When you get tired of "only" being able to get 400 hp out of your turbo then you will be able to go to something big like a T66 or T70 for more power.


----------



## JVWGUY2 (Oct 11, 2002)

*Re: (JsnVR6Corrado)*

So a T04 S is ideal for me? I am looking to run about 10psi as a daily driver. I will have lower compression, bigger MAf, bigger injectors and programable ECU along with all the other small things. What else would I need to have a good daily driver with some nice power?

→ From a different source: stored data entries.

PR #4469, opened 2025-11-05
Apply latest tag only when the image tag matches a semantic version

sukantoraymond:
Changes scripts/build_image.sh so :latest is only applied when the image tag matches a semantic version (e.g., v1.3.0). Master builds continue to be tagged as :master (and by commit hash), not :latest, unless FORCE_TAG_LATEST is set.

### DIFF
--- a/scripts/build_image.sh
+++ b/scripts/build_image.sh
@@ -116,8 +116,8 @@ if [[ -z "${SKIP_BUILD_RACE}" ]]; then
                  "$AVALANCHE_PATH" -f "$AVALANCHE_PATH/Dockerfile"
 fi
 
-# Only tag the latest image for the master branch when images are pushed to a registry
-if [[ "${DOCKER_IMAGE}" == *"/"* && $image_tag == "master" ]]; then
+# Tag latest when pushing to a registry and the tag is a release (vMAJOR.MINOR.PATCH)
+if [[ "${DOCKER_IMAGE}" == *"/"* && $image_tag =~ ^v[0-9]+\.[0-9]+\.[0-9]+$ ]]; then
   echo "Tagging current avalanchego images as $DOCKER_IMAGE:latest"
   docker buildx imagetools create -t "$DOCKER_IMAGE:latest" "$DOCKER_IMAGE:$commit_hash"
 fi


StephenButtolph:
I think it makes way more sense to `latest` to point to the most recent release, rather than `master`. Will defer to @maru-ava for reviewing the actual code tho

maru-ava:
> Changes scripts/build_image.sh so :latest is only applied when the image tag matches a semantic version (e.g., v1.3.0). Master builds continue to be tagged as :master (and by commit hash), not :latest, unless FORCE_TAG_LATEST is set.

This describes the _what_ of the PR, but not the _why_. Given that `latest` is a floating image tag that should never be used in production, what is the rational behind ensuring that it only targets release tags?

StephenButtolph:
> This describes the what of the PR, but not the why. Given that latest is a floating image tag that should never be used in production, what is the rational behind ensuring that it only targets release tags?

I agree the description could be improved. This had come up during our 1<->1, so I can probably talk to the rationale.

I felt that "latest" being an alias of "master" is a bit unexpected (as master should probably not be consumed externally). Having it map to the latest release felt less error prone.

While depending on a floating tag is not generally recommended, it can be nice for ease of use. A potential alternative could be including a `latest-stable` release or something.

maru-ava:
> I felt that "latest" being an alias of "master" is a bit unexpected (as master should probably not be consumed externally). Having it map to the latest release felt less error prone.

> While depending on a floating tag is not generally recommended, it can be nice for ease of use. A potential alternative could be including a latest-stable release or something.

Frankly, I'm not sure anyone has a good reason to use `latest` externally. It's a huge footgun for anybody not well-versed in how floating tags work. Maybe `latest-stable` and `latest-unstable` and remove `latest` entirely so folks know what they are getting into?

fwiw the bootstrap testing currently depends on `latest` being the last image published to master, whatever we decide there will need to be a floating tag that is updated every time a new image is build from HEAD of master.

StephenButtolph:
> whatever we decide there will need to be a floating tag that is updated every time a new image is build from HEAD of master.

That is the "master" tag no?

StephenButtolph:
> Maybe latest-stable ... and remove latest entirely so folks know what they are getting into?

I think that makes sense. Do you also think we should rename `master` to `latest-unstable`?

maru-ava:
> > whatever we decide there will need to be a floating tag that is updated every time a new image is build from HEAD of master.
> 
> That is the "master" tag no?

I guess so, yeah, TIL we have a master tag.

maru-ava:
> > Maybe latest-stable ... and remove latest entirely so folks know what they are getting into?
> 
> I think that makes sense. Do you also think we should rename `master` to `latest-unstable`?

I think that makes sense.

sukantoraymond:
> > > Maybe latest-stable ... and remove latest entirely so folks know what they are getting into?
> > 
> > 
> > I think that makes sense. Do you also think we should rename `master` to `latest-unstable`?
> 
> I think that makes sense.

So the only thing left is to change master to latest-unstable? @maru-ava

maru-ava:
> So the only thing left is to change master to latest-unstable? @maru-ava

I think this PR should change `latest` to `latest-unstable` as well. Where are we actually tagging `master` though?

sukantoraymond:
> > So the only thing left is to change master to latest-unstable? @maru-ava
> 
> I think this PR should change `latest` to `latest-unstable` as well. Where are we actually tagging `master` though?

Master is already tagged at 
```
${DOCKER_CMD} -t "$DOCKER_IMAGE:$commit_hash" -t "$DOCKER_IMAGE:$image_tag" \
              "$AVALANCHE_PATH" -f "$AVALANCHE_PATH/Dockerfile"
```

sukantoraymond:
> > So the only thing left is to change master to latest-unstable? @maru-ava
> 
> I think this PR should change `latest` to `latest-unstable` as well. Where are we actually tagging `master` though?

I have now tagged master as "latest-unstable"

maru-ava:
> > > So the only thing left is to change master to latest-unstable? @maru-ava
> > 
> > 
> > I think this PR should change `latest` to `latest-unstable` as well. Where are we actually tagging `master` though?
> 
> I have now tagged master as "latest-unstable"

I wasn't asking for an additional tagging step. Something is already tagging master and that would ideally be changed to tag `latest-unstable` instead and we remove the master tag.

StephenButtolph:
> I wasn't asking for an additional tagging step. Something is already tagging master and that would ideally be changed to tag `latest-unstable` instead and we remove the master tag.

`./scripts/image_tag.sh` defines the the `image_tag` as the human readable name of the commit that is checked out (either using a branch name or with a tag).

The `publish_docker_image` job is triggered upon:
```yaml
on:
  workflow_dispatch:
  push:
    tags:
      - "*"
    branches:
      - master
      - dev
```
So that's where the "master" tag is coming from.

maru-ava:
Tagging `DO NOT MERGE` until I get the bootstrap monitor updated and deployed to target the `master` tag instead of `latest`.

scripts/build_image.sh
```diff
@@ -116,8 +116,14 @@ if [[ -z "${SKIP_BUILD_RACE}" ]]; then
...
 
-# Only tag the latest image for the master branch when images are pushed to a registry
-if [[ "${DOCKER_IMAGE}" == *"/"* && ($image_tag == "master" || -n "${FORCE_TAG_LATEST}") ]]; then
+# Tag latest when pushing to a registry and the tag is a release (vMAJOR.MINOR.PATCH), or when forced
+if [[ "${DOCKER_IMAGE}" == *"/"* && ( "$image_tag" =~ ^v[0-9]+\.[0-9]+\.[0-9]+$ || -n "${FORCE_TAG_LATEST}" ) ]]; then
   echo "Tagging current avalanchego images as $DOCKER_IMAGE:latest"
   docker buildx imagetools create -t "$DOCKER_IMAGE:latest" "$DOCKER_IMAGE:$commit_hash"
 fi
+
+# Also tag master builds as latest-unstable when images are pushed to a registry
```
maru-ava: As per #4490, I'm going to just use the `master` tag so this can be left out for now.

scripts/build_image.sh
```diff
@@ -116,8 +116,14 @@ if [[ -z "${SKIP_BUILD_RACE}" ]]; then
                  "$AVALANCHE_PATH" -f "$AVALANCHE_PATH/Dockerfile"
 fi
 
-# Only tag the latest image for the master branch when images are pushed to a registry
-if [[ "${DOCKER_IMAGE}" == *"/"* && ($image_tag == "master" || -n "${FORCE_TAG_LATEST}") ]]; then
+# Tag latest when pushing to a registry and the tag is a release (vMAJOR.MINOR.PATCH), or when forced
+if [[ "${DOCKER_IMAGE}" == *"/"* && ( "$image_tag" =~ ^v[0-9]+\.[0-9]+\.[0-9]+$ || -n "${FORCE_TAG_LATEST}" ) ]]; then
```
maru-ava: @StephenButtolph This change appears to assume that we only ever tag new releases. Do we ever tag for a previous release (e.g. a bugfix release) such that `latest` could end up pointing to a previous release?

scripts/build_image.sh
sukantoraymond: removed

scripts/build_image.sh
maru-ava: Stil looking for an answer to this before approval

StephenButtolph: Just discussed this. We do not ever re-tag or tag old releases. So I think this makes sense 👍.

maru-ava: tl;dr We only plan on tagging the latest release, so this should be fine.

PR #4470, opened 2025-11-06
refactor: replace Split in loops with more efficient SplitSeq

huyejia:
## Why this should be merged

Optimize code using a more modern writing style which can make the code more efficient and cleaner.
More info: https://github.com/golang/go/issues/61901

strings.SplitSeq (introduced in Go 1.23)  returns a lazy sequence (strings.Seq), allowing gopher to iterate over tokens one by one without creating an intermediate slice.

It significantly reduces memory allocations and can improve performance for long strings.


maru-ava:
Why would it be desirable to optimize a loop that is used only by a testing library and likely to process at most 10 iterations per test run?

joshua-kim:
Closing, this optimization feels premature + no perf data.

PR #4471, opened 2025-11-06
Remove gosec from test linting

alarso16:
## Why this should be merged

The linter is intended to catch mistakes, but (almost) all of the nolint clauses for gosec in testing were for random number generation. These are intentional, so it's feels unreasonable to lint in the first place.

## How this works

Removed linter, and did a global search for `#nosec` and removed all in testing files.

## How this was tested

CI

No


joshua-kim (approved):

maru-ava (approved):
Nice cleanup!

PR #4852, opened 2026-01-13
Fix race in tests on VM Shutdown

alarso16:
## Why this should be merged

Data race: see https://github.com/ava-labs/avalanchego/actions/runs/20971917102/job/60277170521?pr=4851

## How this works

The VM was never shutdown, so it didn't clean up any of the threads it started up (including the txpool, which is the race seen)

## How this was tested

Look at the thread numbers in the test run above. The reading thread is less than the writing thread, prior to the txpool being created. This means that it's from the previous test.

No

### DIFF
--- a/graft/coreth/plugin/evm/vm_test.go
+++ b/graft/coreth/plugin/evm/vm_test.go
@@ -2218,7 +2218,9 @@ func TestInspectDatabases(t *testing.T) {
 // Querying for the nonce of the zero address at various heights is sufficient
 // as this succeeds only if the EVM has the matching trie at each height.
 func TestArchivalQueries(t *testing.T) {
-	for _, scheme := range vmtest.Schemes {
+	schemes := []string{customrawdb.FirewoodScheme, rawdb.HashScheme}
+
+	for _, scheme := range schemes {
 		t.Run(scheme, func(t *testing.T) {
 			require := require.New(t)
 			ctx := t.Context()
@@ -2236,9 +2238,9 @@ func TestArchivalQueries(t *testing.T) {
 				}`,
 				Scheme: scheme,
 			})
-			defer func() {
+			t.Cleanup(func() {
 				require.NoError(vm.Shutdown(ctx))
-			}()
+			})
 
 			numBlocks := 10
 			for range numBlocks {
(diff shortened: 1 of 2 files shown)


graft/coreth/plugin/evm/vm_test.go
```diff
@@ -2218,9 +2218,7 @@ func TestInspectDatabases(t *testing.T) {
 // Querying for the nonce of the zero address at various heights is sufficient
 // as this succeeds only if the EVM has the matching trie at each height.
 func TestArchivalQueries(t *testing.T) {
-	schemes := []string{customrawdb.FirewoodScheme, rawdb.HashScheme}
-
-	for _, scheme := range schemes {
+	for _, scheme := range vmtest.Schemes {
```
joshua-kim: This is a good change but we should avoid coupling unrelated changes

graft/subnet-evm/plugin/evm/vm_test.go
```diff
@@ -3655,11 +3655,11 @@ func TestArchivalQueries(t *testing.T) {
 	//	- Tries 0-5: on-disk
 	// 	- Tries 6-10: in-memory
 	tests := []struct {
-		name   string
+		scheme string
```
joshua-kim: Test tables typically use `name` naming - but this is similarly an unrelated change

graft/coreth/plugin/evm/vm_test.go
```diff
@@ -2238,6 +2236,9 @@ func TestArchivalQueries(t *testing.T) {
 				}`,
 				Scheme: scheme,
 			})
+			defer func() {
```
joshua-kim: I think we want to use `t.Cleanup` here (or rather in `newDefaultTestVM`?) - `defer` isn't guaranteed to be run if a test completes because `t.FailNow()` will only respect defers in the goroutine it's called from ([ref](https://pkg.go.dev/testing#T.FailNow))

alarso16: Interesting, I didn't know that! Although it makes sense. I'll use t.Cleanup

graft/coreth/plugin/evm/vm_test.go
alarso16: I'll revert it then

graft/coreth/plugin/evm/vm_test.go
alarso16: Discussed offline, the test should own its own cleanup

PR #4853, opened 2026-01-13
test(reexecution): add additional Firewood archival tests

RodrigoVillar:
## Why this should be merged

As part of https://github.com/ava-labs/firewood/issues/1386, we need to compare the performance of running Firewood in archival mode vs running it w/o archival mode enabled. Ideally, this can be done by running the reexecution tests in parallel using our ARC runners.

## How this works

Adds additional predefined tests in `benchmark_cchain_range.sh`  for testing Firewood in archival mode. As a result of this PR, every predefined regular Firewood test has an archival mode counterpart.

## How this was tested

https://github.com/ava-labs/avalanchego/actions/runs/20973131554/job/60281357152

No

### DIFF
--- a/scripts/benchmark_cchain_range.sh
+++ b/scripts/benchmark_cchain_range.sh
@@ -61,16 +61,18 @@ show_usage() {
 Usage: $0 [test-name]
 
 Available tests:
-  help                         - Show this help message
+  help                              - Show this help message
 
-  default                      - Quick test run (blocks 101-200, hashdb)
-  hashdb-101-250k              - Blocks 101-250k with hashdb
-  hashdb-archive-101-250k      - Blocks 101-250k with hashdb archive
-  hashdb-33m-33m500k           - Blocks 33m-33.5m with hashdb
-  firewood-101-250k            - Blocks 101-250k with firewood
-  firewood-archive-101-250k    - Blocks 101-250k with firewood archive
-  firewood-33m-33m500k         - Blocks 33m-33.5m with firewood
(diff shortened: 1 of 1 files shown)


scripts/benchmark_cchain_range.sh
```diff
@@ -129,13 +131,27 @@ if [[ -n "$TEST_NAME" ]]; then
             END_BLOCK="${END_BLOCK:-33500000}"
             CONFIG="${CONFIG:-firewood}"
             ;;
+        firewood-archive-33m-33m500k)
```
maru-ava, line 134: (No action required) If config can vary by any given firewood test, maybe separate config so that it can be configured separately?

RodrigoVillar: Hmm I'm not sure what you mean - could you elaborate?

maru-ava: Vary config via env var and target a test that defaults to non-archive: `CONFIG=archive scripts/benchmark_cchain_range.sh firewood-33m-33m500k `

RodrigoVillar: I'm open to this but wouldn't this be a deviation from our strategy of having tests that are easily invocable both locally and in CI? (i.e. both CI and the local user would need to set the env variable prior to calling the test).

maru-ava: Fair point, just trying to avoid duplicating test configuration but its not that bad. If it becomes a habit we could rename the test so that the config was a suffix on the test name and set common parameters on a prefix match.

PR #4857, opened 2026-01-14
refactor(sync): reorganize state sync packages

### LINKED ISSUE #4856: Rename and re-structure state sync code packages

powerslider:
## How this works

- Move block sync, code sync, evm state sync into new subpackages.
- Move `vmsync` core into `sync/engine`.
- Move sync types to `sync/types`.

## How this was tested

existing UT

no 

resolves #4856

### DIFF
--- a/graft/coreth/plugin/evm/vm_test.go
+++ b/graft/coreth/plugin/evm/vm_test.go
@@ -1544,7 +1544,6 @@ func TestWaitForEvent(t *testing.T) {
 		err error
 	}
 
-	fortunaFork := upgradetest.Fortuna
 	for _, testCase := range []struct {
 		name     string
 		Fork     *upgradetest.Fork
@@ -1709,48 +1708,6 @@ func TestWaitForEvent(t *testing.T) {
 				res := <-results
 				require.NoError(t, res.err)
 				require.Equal(t, commonEng.PendingTxs, res.msg)
-			},
-		},
-		// TODO (ceyonur): remove this test after Granite is activated. (See https://github.com/ava-labs/avalanchego/graft/coreth/issues/1318)
-		{
-			name: "WaitForEvent does not wait for new block to be built in fortuna",
-			Fork: &fortunaFork,
-			testCase: func(t *testing.T, vm *VM) {
-				t.Parallel()
-				signedTx := newSignedLegacyTx(t, vm.chainConfig, vmtest.TestKeys[0].ToECDSA(), 0, &vmtest.TestEthAddrs[1], big.NewInt(1), 21000, vmtest.InitialBaseFee, nil)
-				blk, err := vmtest.IssueTxsAndSetPreference([]*types.Transaction{signedTx}, vm)
-				require.NoError(t, err)
-				require.NoError(t, blk.Accept(t.Context()))
-				signedTx = newSignedLegacyTx(t, vm.chainConfig, vmtest.TestKeys[0].ToECDSA(), 1, &vmtest.TestEthAddrs[1], big.NewInt(1), 21000, vmtest.InitialBaseFee, nil)
-
-				for _, err := range vm.txPool.AddRemotesSync([]*types.Transaction{signedTx}) {
-					require.NoError(t, err)
-				}
-
-				msg, err := vm.WaitForEvent(t.Context())
-				require.NoError(t, err)
-				require.Equal(t, commonEng.PendingTxs, msg)
-			},
-		},
-		// TODO (ceyonur): remove this test after Granite is activated. (See https://github.com/ava-labs/avalanchego/graft/coreth/issues/1318)
-		{
-			name: "WaitForEvent waits for a delay with a retry in fortuna",
-			Fork: &fortunaFork,
-			testCase: func(t *testing.T, vm *VM) {
-				t.Parallel()
-				lastBuildBlockTime := time.Now()
-				_, err := vm.BuildBlock(t.Context())
-				require.NoError(t, err)
-				// we haven't accepted the previous built block, so this should be a retry
-				signedTx := newSignedLegacyTx(t, vm.chainConfig, vmtest.TestKeys[0].ToECDSA(), 0, &vmtest.TestEthAddrs[1], big.NewInt(1), 21000, vmtest.InitialBaseFee, nil)
-				for _, err := range vm.txPool.AddRemotesSync([]*types.Transaction{signedTx}) {
-					require.NoError(t, err)
-				}
-
-				msg, err := vm.WaitForEvent(t.Context())
-				require.NoError(t, err)
-				require.Equal(t, commonEng.PendingTxs, msg)
-				require.GreaterOrEqual(t, time.Since(lastBuildBlockTime), RetryDelay)
 			},
 		},
 	} {
--- a/graft/subnet-evm/plugin/evm/vm_test.go
+++ b/graft/subnet-evm/plugin/evm/vm_test.go
@@ -2912,7 +2912,6 @@ func TestWaitForEvent(t *testing.T) {
 		err error
 	}
 
-	fortunaFork := upgradetest.Fortuna
 	for _, testCase := range []struct {
 		name     string
 		Fork     *upgradetest.Fork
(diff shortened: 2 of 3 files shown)


graft/coreth/plugin/evm/atomic/sync/summary_provider.go
```diff
@@ -7,14 +7,15 @@ import (
...
 
 	"github.com/ava-labs/libevm/common"
-	"github.com/ava-labs/libevm/core/types"
 
 	"github.com/ava-labs/avalanchego/graft/coreth/plugin/evm/atomic/state"
-	"github.com/ava-labs/avalanchego/graft/coreth/sync"
+	"github.com/ava-labs/avalanchego/graft/coreth/sync/types"
 	"github.com/ava-labs/avalanchego/snow/engine/snowman/block"
+
+	evmtypes "github.com/ava-labs/libevm/core/types"
```
alarso16:
```suggestion
	ethtypes "github.com/ava-labs/libevm/core/types"
```

I think the scope of this is a lot clearer, since `evmtypes` might lead me to believe this is the `plugin/evm` block, not the `libevm` block

graft/coreth/sync/engine/client.go
alarso16, line 1: I don't love `core` as the package name, since it doesn't actually give us any sense of scope. I'm having a tough time coming up with something more clear, but I think these are options:
* `vm`
* move up into `sync`

graft/coreth/sync/engine/registry.go
alarso16, line 1: Do all the types in this file still need to be exported? At minimum, I think `SyncerRegistry` and `SyncerTask` are redundant names

graft/coreth/sync/evmstate/state_syncer.go
alarso16, line 1: This package name is a little weird to me (albeit an improvement). Specifically, Isn't this stateSync object used in the atomic syncer (which is not evmstate)? How about `hashdb` to separate from the incoming `firewood` syncer?

graft/coreth/sync/leaf/syncer.go
alarso16, line 1: This seems to be specific to the `evmstate` stuff, why does this belong to the client?

graft/coreth/sync/client/client.go
alarso16, line 1: Why not make the path `sync/client/client.go`? Sounds less redundant

graft/coreth/sync/syncclient/client.go
alarso16:
```suggestion
type Config struct {
```

alarso16:
```suggestion
func New(config *ClientConfig) *client {
```

graft/coreth/plugin/evm/atomic/sync/extender.go
```diff
@@ -29,7 +28,7 @@ func (a *Extender) Initialize(backend *state.AtomicBackend, trie *state.AtomicTr
 }
 
 // CreateSyncer creates the atomic syncer with the given client and verDB.
-func (a *Extender) CreateSyncer(client syncclient.LeafClient, verDB *versiondb.Database, summary message.Syncable) (sync.Syncer, error) {
+func (a *Extender) CreateSyncer(client syncclient.LeafClient, verDB *versiondb.Database, summary message.Syncable) (types.Syncer, error) {
```
alarso16: slightly out of scope
```suggestion
func (e *Extender) CreateSyncer(client syncclient.LeafClient, verDB *versiondb.Database, summary message.Syncable) (types.Syncer, error) {
```

graft/coreth/sync/client/test_network.go
```diff
@@ -1,7 +1,7 @@
 // Copyright (C) 2019, Ava Labs, Inc. All rights reserved.
 // See the file LICENSE for licensing terms.
 
-package statesyncclient
```
JonathanOppenheimer, line 4: could this just be `client`? same logic as `block`

graft/coreth/sync/client/client.go
JonathanOppenheimer: oh austin beat me to this -- but yeah, the package could be renamed too?

graft/coreth/plugin/evm/atomic/sync/summary_provider.go
JonathanOppenheimer: If you change this here, there are log debug statements you can change too

graft/coreth/sync/engine/client.go
powerslider: That's exactly the same issue I was facing as well. We have two options - either use `core` or further subdivide into more packages which I thought was a bit excessive for now. I'd rather keep `core` for now and later we can decide something better. Wdyt?

Also moving up into `sync` would result in mega usage of import aliases everywhere, due to conflicting with Go's `sync` package and not only.

graft/coreth/sync/evmstate/state_syncer.go
powerslider: I think it makes lots of sense to change it to `hashdb`, but I was a bit hesitant if that is going to mess with the semantics (because it's a `hashdb` based syncer and not anything directly storage related), but I am perfectly ok with naming it `hashdb`.

The only possible downside is that we are kinda switching the semantics from "what to sync? - like `block` and `code` and `evmstate`" to "where to sync? - like `hashdb` and `firewood`". This is a bit inconsistent and we probably need to chose only one of the questions.

At some point we will deprecate `hashdb` and `firewood` will be the only option and at that point I think it will matter less "where to sync?" and more again "what to sync? - `evmstate`". There is no right or wrong answer in the grand scheme of things, but just pushing those arguments as food for thought.

graft/coreth/sync/leaf/syncer.go
powerslider: Great question, mostly legacy reasons. I'll think about if there is a better place to move it.

graft/coreth/sync/client/client.go
powerslider: The reason I did not go for `client` was because it shadowed pretty frequently with client named variables and other packages as well. And since we had packages like `synctest` and `syncutils` I thought that it would be acceptable to have `syncclient`, but it's a mixed bag here.

graft/coreth/sync/syncclient/client.go
powerslider: yeah this is a good opportunity to rename it as well.

graft/coreth/sync/evmstate/state_syncer.go
alarso16: Yeah I understand your point, but the state syncer object already is a "where to sync?" object. I think we should rename it, since I think it will be clearer and we will hopefully delete it all soon ;)

graft/coreth/sync/client/client.go
alarso16: Ah yeah that does make sense too. I don't love that there's multiple kinds of sync clients, so that seems like something we'd want fix eventually. Don't have any ideas for better names though

graft/coreth/plugin/evm/vmtest/test_syncervm.go
```diff
@@ -28,7 +28,7 @@ import (
 	"github.com/ava-labs/avalanchego/graft/coreth/params/paramstest"
 	"github.com/ava-labs/avalanchego/graft/coreth/plugin/evm/customtypes"
 	"github.com/ava-labs/avalanchego/graft/coreth/plugin/evm/extension"
-	"github.com/ava-labs/avalanchego/graft/coreth/plugin/evm/vmsync"
+	"github.com/ava-labs/avalanchego/graft/coreth/sync/syncclient"
```
alarso16: Where is this? I though you renamed it

graft/coreth/sync/evmstate/state_syncer.go
alarso16: On second review, the atomic syncer does not import this, so you might be right. What we could do is just have a single entry-point, and then return different syncer implementations based on whether it's a firewood or hashdb database

graft/coreth/sync/leaf/syncer.go
alarso16: I like this!

graft/coreth/sync/engine/registry.go
powerslider: I think they should remain the way they are because there is no stutter in the names, e.g. `core.SyncerRegistry`. I did unexport `syncerTask` as it has only private usage and that is valid.

graft/coreth/sync/client/client.go
powerslider: I actually did rename to `client` and kinda made it work well when I extracted `leaf_syncer.go` into its own `leaf` package. That automatically reduced the imports of the client package and actually was acceptable to rename it `client`.

graft/coreth/plugin/evm/atomic/sync/syncer.go
```diff
@@ -31,9 +31,9 @@ const (
 )
 
 var (
-	_ sync.Syncer             = (*Syncer)(nil)
-	_ syncclient.LeafSyncTask = (*syncerLeafTask)(nil)
-	_ sync.Finalizer          = (*Syncer)(nil)
+	_ types.Syncer    = (*Syncer)(nil)
+	_ leaf.SyncTask   = (*syncerLeafTask)(nil)
```
alarso16: nit: will you group these together by type

graft/coreth/sync/engine/registry.go
```diff
@@ -12,21 +12,20 @@ import (
...
-	syncpkg "github.com/ava-labs/avalanchego/graft/coreth/sync"
+	"github.com/ava-labs/avalanchego/graft/coreth/sync/types"
 )
 
 var errSyncerAlreadyRegistered = errors.New("syncer already registered")
 
-// SyncerTask represents a single syncer with its name for identification.
-type SyncerTask struct {
+// syncerTask represents a single syncer with its name for identification.
+type syncerTask struct {
```
alarso16, line 21: Not sure these types need to be prefaced with "syncer"

powerslider: I still think they should because for now we have `core.syncerTask` and `core.SyncerRegistry` - there is no stutter in the naming and I still think it adds meaning by implying that it manages syncers.

graft/coreth/sync/core/client.go
```diff
@@ -1,15 +1,14 @@
 // Copyright (C) 2019, Ava Labs, Inc. All rights reserved.
 // See the file LICENSE for licensing terms.
 
-package vmsync
+package core
```
ceyonur: can we avoid using `core` as we have a massive `core` package already?

graft/coreth/sync/engine/server.go
```diff
@@ -31,7 +30,7 @@ type Server interface {
 	GetStateSummary(context.Context, uint64) (block.StateSummary, error)
 }
 
-func NewServer(chain *core.BlockChain, provider synccommon.SummaryProvider, syncableInterval uint64) Server {
+func NewServer(chain *core.BlockChain, provider types.SummaryProvider, syncableInterval uint64) Server {
```
ceyonur, line 33: nit: I think the suggested behaviour is to accept interfaces and return concrete types.

ceyonur: might not be directly related to this PR though

powerslider: yes, this is a general good practice rule, although there are cases where it is ok to return an interface. I have not touched anything in this file outside of the package name change. I prefer not to make changes here since it is outside of the non-functional changes scope of this PR.

graft/coreth/sync/core/client.go
powerslider: do you have a better name suggestion?

ceyonur: I think the previous `statesync` describes this at best or if we want to be more generic maybe `engine` works?

powerslider: if we are ok with the term `engine` for sync related stuff, then I am fine with it.

PR #4860, opened 2026-01-14
refactor: granite cleanup - remove pre-granite test-cases

JonathanOppenheimer:
## Why this should be merged
Granite has been activated for several months now and we can clean up pre-Granite test code. This PR removes test cases that were specifically testing pre-Granite behavior, which is no longer relevant.

## How this works
- Remove pre-Granite test cases from `vm_test.go` in both coreth and subnet-evm
   - With Granite always active, these test cases are no longer meaningful

## How this was tested
CI

No

### DIFF
--- a/graft/coreth/plugin/evm/vm_test.go
+++ b/graft/coreth/plugin/evm/vm_test.go
@@ -1544,7 +1544,6 @@ func TestWaitForEvent(t *testing.T) {
 		err error
 	}
 
-	fortunaFork := upgradetest.Fortuna
 	for _, testCase := range []struct {
 		name     string
 		Fork     *upgradetest.Fork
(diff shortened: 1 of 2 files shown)


graft/coreth/plugin/evm/vm_test.go
```diff
@@ -1711,48 +1710,6 @@ func TestWaitForEvent(t *testing.T) {
 				require.Equal(t, commonEng.PendingTxs, res.msg)
 			},
 		},
-		// TODO (ceyonur): remove this test after Granite is activated. (See https://github.com/ava-labs/avalanchego/graft/coreth/issues/1318)
-		{
-			name: "WaitForEvent does not wait for new block to be built in fortuna",
-			Fork: &fortunaFork,
```
JonathanOppenheimer, line 1717: Here is the operative TODO!

PR #4863, opened 2026-01-14
refactor: Share core/state

alarso16:
## Why this should be merged

This code is literally duplicated, besides a couple hash changes in tests (which are unnecessary in the first place).

## How this works

Moves to `graft/evm`

## How this was tested

CI

No


graft/coreth/core/state/snapshot/generate_test.go
```diff
@@ -1,982 +0,0 @@
...
-	"github.com/ava-labs/libevm/rlp"
-	"github.com/ava-labs/libevm/trie"
-	"github.com/ava-labs/libevm/trie/trienode"
-	"github.com/ava-labs/libevm/triedb"
-	"github.com/holiman/uint256"
-	"golang.org/x/crypto/sha3"
-)
-
-func TestMain(m *testing.M) {
-	customtypes.Register()
```
alarso16, line 53: This type registration is unnecessary. The test helpers create accounts, rlp encode them, and insert them using a test API to the trie. The only reason the hashes are different is due to IsMulticoin. The differences in these tests do not actually test any snapshot behavior

graft/subnet-evm/core/state/trie_prefetcher_extra_test.go
alarso16, line 1: This is long since deleted in coreth, since the functionality it's checking has been moved (can't find the exact commit though)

Do you guys know of a good place to purchase turbos for a good price?


----------



## [email protected] (Aug 25, 2001)

*Re: (JVWGUY2)*

for 10psi i'd stay away from a T04S as i believe those are designed for 15+psi
what is your power goal for the car??
mine is right around 285-300whp, which i don't see myself having a problem achieving, while still having quick spool up
btw, my turbo is a Garrett T3/T04E, .50 A/R cold side (i _think_ its a 57 trim) with a .63 A/R Stg3 hot side


----------



## JVWGUY2 (Oct 11, 2002)

*Re: (Anand20v)*

Well I will be running stock internal so I dont want to go to high on the boost. 10psi will be fine for me. 
I would like to see 275hp maybe a little more. 
Can you explain the .50 and the .63? Thanks


----------



## DieGTi (Jun 19, 2001)

*Re: (JVWGUY2)*

where's Marty? 
Try this tool out: http://www.turbofast.com.au/turbomap.html


----------



## Black VR6 (Aug 29, 2001)

*Re: (JVWGUY2)*

I've got a T3/T4 running 8 psi on stock internals (and stock compression for now) and it puts out 260 whp, 265 wtq. One thing I will tell you is that if you're thinking that you're going to slap on a turbo and hit 275 hp and just be happy right there, you better be sure. That's what I thought, but after almost 30k miles, I WANT MORE! There's some breathing room in my setup, but be careful, you might underestimate your goal...


----------



## JVWGUY2 (Oct 11, 2002)

*Re: (Black VR6)*

I plan on lowering compresion and going with a t3/t4.


----------



## JVWGUY2 (Oct 11, 2002)

*Re: (JVWGUY2)*

Would this be a good turbo for the VR6?


----------



## cabzilla (Jan 3, 2000)

*Re: Best turbo for VR6? (Anand20v)*


_Quote, originally posted by *Anand20v* »_t3/t4e, mine has relatively quick spool up (9psi by 3300rpm)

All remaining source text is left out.